1kg morgans wheat masterblend
saf-wheat
brewed @ 20 degrees.
21 litre volume.

@ 3 weeks very tasty maybe 250g of honey next time for some sweetness.


----------



## lucas

Coopers stout kit
1KG Dried dark malt extract
1KG Morgans liquid crystal malt extract

all added to a big pot with as much water as you can comfortably fit and brought to the boil, then: 

16g willamette hops boiled 20 mins
10g willamette hops boiled 10 mins

fermented with Safale S-04 at 18C

A beautiful, burnt caramally stout. I brewed it thinking that 2.5 slabs of stout would last ages, I'm shocked at how fast I'm going through it... soooo nice.


----------



## Mr Bond

lucas said:


> Coopers stout kit
> 1KG Dried dark malt extract
> 1KG Morgans liquid crystal malt extract



Hang on ,thats a kit and 2 kilo recipe.!  (just kidding)
Sounds like a ripper!
did the hops come through on that or was the malt dominant?


----------



## lucas

the hops arent strongly noticable, but i'd hazard a guess that without them it'd probably have turned out awful sweet. nicely malty though


----------



## petesbrew

Just tried a two can stout I made a few weeks ago.
1 can coopers stout
1 can coopers dark ale
500g brown sugar
both yeasts

I've seen some posts on this site about two can recipes not being up to standards, but I have to say this turned out deadset brilliant. My best stout, and probably best overall beer so far... too easy, too nice. 
6.8% too, so it's not one to have if you're driving!


----------



## GMK

If you PM Me with your e-mail address i will send you my spreadsheet of kits & bits recipees - some of which have placed in the ACT State and teh AUstralian National Championships.


----------



## Foz

I've just PM'd you GMK and look forward to reading up some of these recipes!

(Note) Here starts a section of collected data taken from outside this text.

PR #1038, opened 2021-04-22
Fix error of outputting derived type.

yaoliu-hnc:
The test case is as following :
```fortran
program test
  type my_type
     integer :: i
     integer :: j
     integer :: k
  end type my_type
  character(80) :: str1, str2
  type(my_type), dimension(3) :: t

  t(1) = my_type(11, 12, 13)
  t(2) = my_type(21, 22, 33)
  t(3) = my_type(31, 32, 33)

  print *, t(func())

contains
  integer function func()
    integer, save :: i = 1
    func = i
    i = i + 1
  end function
end
```
The correct result should be:
 `         11          12          13`
But flang print incorrect result:
 `         11          22          33`
Flang calls incorrectly `func()` three times and prints the values of `t(1)%i`, `t(2)%j` and `t(3)%k`.

### DIFF
--- a/test/f90_correct/src/io28.f90
+++ b/test/f90_correct/src/io28.f90
@@ -1,0 +1,33 @@
+! Part of the LLVM Project, under the Apache License v2.0 with LLVM Exceptions.
+! See https://llvm.org/LICENSE.txt for license information.
+! SPDX-License-Identifier: Apache-2.0 WITH LLVM-exception
+!
+! Test for I/O take derived type array reference.
+! The function should be called only one time if a function
+! reference appears in the derived type array reference.
+
+program test
+  type my_type
+     integer :: i
+     integer :: j
+  end type my_type
+  character(80) :: str1(2), str2(2)
+  type(my_type) :: t(2)
+
+  t(1) = my_type(11, 12)
+  t(2) = my_type(21, 22)
+
+  write(str1(1), *), t(1)
+  write(str1(2), *), t(2)
+  write(str2(1), *), t(func())
+  write(str2(2), *), t(func())
+  if (any(str1 .ne. str2)) STOP 1
+  write(*, *) 'PASS'
+
+contains
+  integer function func()
+    integer, save :: i = 1
+    func = i
+    i = i + 1
+  end function
+end
--- a/tools/flang1/flang1exe/semantio.c
+++ b/tools/flang1/flang1exe/semantio.c
@@ -2895,7 +2895,12 @@ semantio(int rednum, SST *top)
             CNULL);
     }
     if (DTYG(SST_DTYPEG(RHS(1))) == TY_DERIVED &&
-        A_TYPEG(SST_ASTG(RHS(1))) == A_FUNC) {
+        (A_TYPEG(SST_ASTG(RHS(1))) == A_FUNC ||
+        /* Allocate a temporary ast to store the value of the derived type array
+         * reference whose subscript is a function reference, otherwise the
+         * function would be incorrectly called in each component I/O. */
+        (A_TYPEG(SST_ASTG(RHS(1))) == A_SUBSCR &&
+         A_CALLFGG(SST_ASTG(RHS(1)))))) {
       ast = sem_tempify(RHS(1));
       (void)add_stmt(ast);
       SST_IDP(RHS(1), S_IDENT);
--- a/test/f90_correct/inc/io28.mk
+++ b/test/f90_correct/inc/io28.mk
@@ -1,0 +1,22 @@
+#
+# Part of the LLVM Project, under the Apache License v2.0 with LLVM Exceptions.
+# See https://llvm.org/LICENSE.txt for license information.
+# SPDX-License-Identifier: Apache-2.0 WITH LLVM-exception
+#
+
+$(TEST): run
+
+
+build:  $(SRC)/$(TEST).f90
+	-$(RM) $(TEST).$(EXESUFFIX) core *.d *.mod FOR*.DAT FTN* ftn* fort.*
+	@echo ------------------------------------ building test $@
+	-$(FC) -c $(FFLAGS) $(LDFLAGS) $(SRC)/$(TEST).f90 -o $(TEST).$(OBJX)
+	-$(FC) $(FFLAGS) $(LDFLAGS) $(TEST).$(OBJX) $(LIBS) -o $(TEST).$(EXESUFFIX)
+
+
+run:
+	@echo ------------------------------------ executing test $(TEST)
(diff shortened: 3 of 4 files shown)


tools/flang1/flang1exe/semantio.c
```diff
@@ -2895,7 +2895,10 @@ semantio(int rednum, SST *top)
             CNULL);
     }
     if (DTYG(SST_DTYPEG(RHS(1))) == TY_DERIVED &&
-        A_TYPEG(SST_ASTG(RHS(1))) == A_FUNC) {
+        (A_TYPEG(SST_ASTG(RHS(1))) == A_FUNC ||
+        /* Fix bug: if a function reference appears in the array reference. */
```
bryanpkc, line 2899: Could you rewrite this comment in a way that explains what the whole conditional block is doing, and why the two different types of checks are needed?

test/f90_correct/src/io28.f90
```diff
@@ -0,0 +1,38 @@
...
+! test for I/O take derived types
+
+program test
+  type my_type
+     integer :: i
+     integer :: j
+     integer :: k
+  end type my_type
+  character(80) :: str1, str2
+  type(my_type), dimension(3) :: t
```
bryanpkc, line 14: Why do you need three elements in this array? Wouldn't just two suffice to show the problem?

test/f90_correct/src/io28.f90
```diff
@@ -0,0 +1,38 @@
+! Part of the LLVM Project, under the Apache License v2.0 with LLVM Exceptions.
+! See https://llvm.org/LICENSE.txt for license information.
+! SPDX-License-Identifier: Apache-2.0 WITH LLVM-exception
+!
+! test for I/O take derived types
```
bryanpkc, line 5: Please elaborate on what this test case is checking.

bryanpkc (changes requested):
Please reword the commit message to explain what bug you are fixing, and what part of the code is being modified.

test/f90_correct/src/io28.f90
yaoliu-hnc: Flang would call incorrectly `func()` tree time and write the value of `t(1)%i`, `t(2)%j` and `t(3)%k` to `str2`, so I have declared three elements in this array. But it need only one element if the issue is fixed.

yaoliu-hnc: > Why do you need three elements in this array? Wouldn't just two suffice to show the problem?

Flang would call incorrectly func() tree time and write the value of t(1)%i, t(2)%j and t(3)%k to str2, so I have declared three elements in this array. But it need only one element if the issue is fixed.

tools/flang1/flang1exe/semantio.c
yaoliu-hnc: > Could you rewrite this comment in a way that explains what the whole conditional block is doing, and why the two different types of checks are needed?

`/* Allocate a temporary ast to store the value of the derived type array
         * reference whose subscript is a function reference, otherwise the
         * function would be incorrectly called in each component I/O. */`
 The comment has been rewritten in the new commit.

test/f90_correct/src/io28.f90
yaoliu-hnc: > Please elaborate on what this test case is checking.

The comment has been rewritten in the new commit.

test/f90_correct/src/io28.f90
bryanpkc: OK thanks.

shanksjoe: Can you check the simplified test case as the following?
```
program test
  type my_type
     integer :: i
     integer :: j
  end type my_type
  character(80) :: str1(2), str2(2)
  type(my_type) :: t(2)

  t(1) = my_type(11, 12)
  t(2) = my_type(21, 22)

  write(str1(1), *), t(1)
  write(str1(2), *), t(2)
  write(str2(1), *), t(func())
  write(str2(2), *), t(func())
  if (any(str1 .ne. str2)) STOP 1
  write(*, *) 'PASS'

contains
  integer function func()
    integer, save :: i = 1
    func = i
    i = i + 1
  end function
end
```

shanksjoe:
Please squash two commits into one since the two commits only fix one problem. In addition, please explain the detailed bug info in commit message.

test/f90_correct/src/io28.f90
yaoliu-hnc: OK. Thank you.

yaoliu-hnc:
@bryanpkc The commit has been modified. Please have a look.

bryanpkc (approved):
LGTM.

pawosm-arm (approved):
Using parentheses more generously would make it easier to digest. Otherwise, it looks good.

test/f90_correct/src/io28.f90
```diff
@@ -0,0 +1,33 @@
+! Part of the LLVM Project, under the Apache License v2.0 with LLVM Exceptions.
+! See https://llvm.org/LICENSE.txt for license information.
+! SPDX-License-Identifier: Apache-2.0 WITH LLVM-exception
+!
+! Test for I/O take derived type array reference.
+! The function should be called only one time if a function
+! reference appears in the derived type array reference.
+
+program test
```
SouraVX, line 9: Is it possible to make reduce/shorten this test case ?

yaoliu-hnc: These test cases have been simplified once. I don't think they need to be reduced.

SouraVX: @yaoliu-hnc for clarifying.
CI still fails to build the PR, any reasons ?

SouraVX:
@yaoliu-hnc despite CI failures, PR works well when I tried it locally :)
Some tests are running I'll approve this soon.

yaoliu-hnc:
> @yaoliu-hnc despite CI failures, PR works well when I tried it locally :)
> Some tests are running I'll approve this soon.

We modified the makefile of the testcase. Could you approve this for another CI check?
Thanks.

SouraVX:
> > @yaoliu-hnc despite CI failures, PR works well when I tried it locally :)
> > Some tests are running I'll approve this soon.
> 
> We modified the makefile of the testcase. Could you approve this for another CI check?
> Thanks.
 
@kiranchandramohan this is for you :)
```
1 workflow awaiting approval
First-time contributors need a maintainer to approve running workflows.
```
We could modify this rule ? WDYT ?

SouraVX (approved):
LG, Thanks!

When there are K&Ks that can win awards i'm sure many of us would like to try them!

Also Pete's brew I think your recipe is one well worth trying as with the weather cooling down and all, a nice warm stout sounds the goods.

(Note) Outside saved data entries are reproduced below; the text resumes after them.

PR #1118, opened 2021-08-09
win: include winsock header for timeval structure

kaadam:
On Windows timeval structure comes from 'winsock.h'.

### DIFF
--- a/runtime/flang/miscsup_com.c
+++ b/runtime/flang/miscsup_com.c
@@ -18,6 +18,8 @@
 #ifndef _WIN64
 #include <sys/time.h>
 #include <unistd.h>
+#else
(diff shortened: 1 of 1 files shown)


isuruf (approved):

kiranchandramohan:
File runtime/flang/stat_linux.c also has some usage of timeval, but that seems to be conditionally enabled for non-Windows platforms. 
Should we have the same handling here as well? Or is just including the header enough? Will the usage of timeval work correctly on Windows?

kaadam:
@kiranchandramohan could you look at it again? Thanks.

kaadam:
@bryanpkc , @pawosm-arm May I ask one of you to merge this as well?

PR #1122, opened 2021-08-15
[flang2] Fix member_with_offset in outliner.cpp

bryanpkc:
Commit fdd777cee941eb7df368a54abad2de4dff744194 added some code that creates a NME for an address in the uplevel table (conceptually a struct with many anonymous fields) if one does not exist, in order to make the dumps easier to read (presumably there would otherwise be many stores associated with the same NME, which would be confusing). However, instead of looking for a struct member with a matching offset, the function `member_with_offset` clobbers the `ADDRESS` field for the first `SPTR` in the given linked list of members. This patch corrects the function, and also fixes some formatting problems in the code that calls `member_with_offset`.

Did you have problems with the brew foaming out of the airlock? Also how much did you fill the fermentor?

Cheers for the tips

Foz


----------



## petesbrew

Foz said:


> I've just PM'd you GMK and look forward to reading up some of these recipes!
> 
> When there are K&Ks that can win awards i'm sure many of us would like to try them!
> 
> Also Pete's brew I think your recipe is one well worth trying as with the weather cooling down and all, a nice warm stout sounds the goods.
> 
> Did you have problems with the brew foaming out of the airlock? Also how much did you fill the fermentor?
> 
> Cheers for the tips
> 
> Foz



Haha, yes it foamed out the top, hardened on the lid, and required a fair a bit of cleaning afterwards. 
I filled it to 23litres. I got about OG:1060 to FG:1012 if that helps too.


----------



## Foz

Lol Petesbrew! sounds like a winner!

Wonder how this foaming can be combated?

My fermentor sits in the dining/lounge room so any way of avoiding the eruption would be ideal!

Would the brew improve with the use of maybe Saf 04/ us56?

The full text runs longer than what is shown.